Streamlining Freelance Charging

1 minute read

Disclaimer: I am not a freelancer and have no experience in freelancing. These are just some of my thoughts.

Freelancers: Do your charge hourly or per project? Why not both? This way you are incentivized to be more efficient with your time while still being comfortable if you aren’t fast enough. This, together with deadlines defined in advance by you and the customer serve as a great framework. The Customer is guaranteed the completion time, and you are guaranteed at least x$ in your pocket, even if your finish too early.

This solution has caveats: To remain in tune with the market, you will need to lower your hourly rate to compensate for the added per-project charge. This is something you don’t want to do. Also, you are suddenly affected by perceived double charging phenomenon. Larger percentage of customers will neglect to notice the reduced hourly rate but will be sure to note that you are now charging them twice!
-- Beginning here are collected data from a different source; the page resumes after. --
PR #6, opened 2015-04-07
Changes for elasticbeanstalk deployment

allait:
Adds build and run_app scripts, .ebextensions and environment variable names matching the common convention

### DIFF
--- a/.ebextensions/packages.config
+++ b/.ebextensions/packages.config
@@ -1,0 +1,3 @@
+packages:
+  yum:
+    libffi-devel: []
--- a/application.py
+++ b/application.py
@@ -4,7 +4,9 @@ import os
 from app import create_app
 from flask.ext.script import Manager, Server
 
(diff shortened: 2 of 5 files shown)


quis:
This conflicts with the changes that @TheDoubleK has made in #4, specifically around where we handle exceptions when environment variables aren't set. And it's different again from [how the admin app does it](https://github.com/alphagov/digitalmarketplace-admin-frontend/blob/master/app/main/helpers/service.py). Would be good to have some consistency or sharing of code here.

TheDoubleK:
Agreed that things should be done the same way across all three frontend apps.  Is it something we could pull into a shared library?  (I have a feeling that might be ugly)

allait:
@quis yeah, we didn't have supplier-frontend in fourth wall, so I completely missed the existing PRs. I've merged them now and rebased without conflicting changes.

PR #12, opened 2015-04-24
Fix static path to match the /suppliers URL prefix

allait:


robyoung:
Sorry, I can't merge this because my micro pause dialog is blocking the button.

Once for the work, and once more for…the work?

To combat this, I propose the following solution. Instead of lowering your hourly rate, always charge the customer for X hours, agreed upon by you and the customer These hours represent your per-project cost. Define the deadline as the time that usually takes you to log that much hours times Y, again, agreed upon by both parties. So now, with correctly picked X and Y, you are incentivized to complete the project early, and cash in on that sweet X - $(hours_worked) hours. In the case of your work taking longer than anticipated, you effectively fall back to the original charging scheme.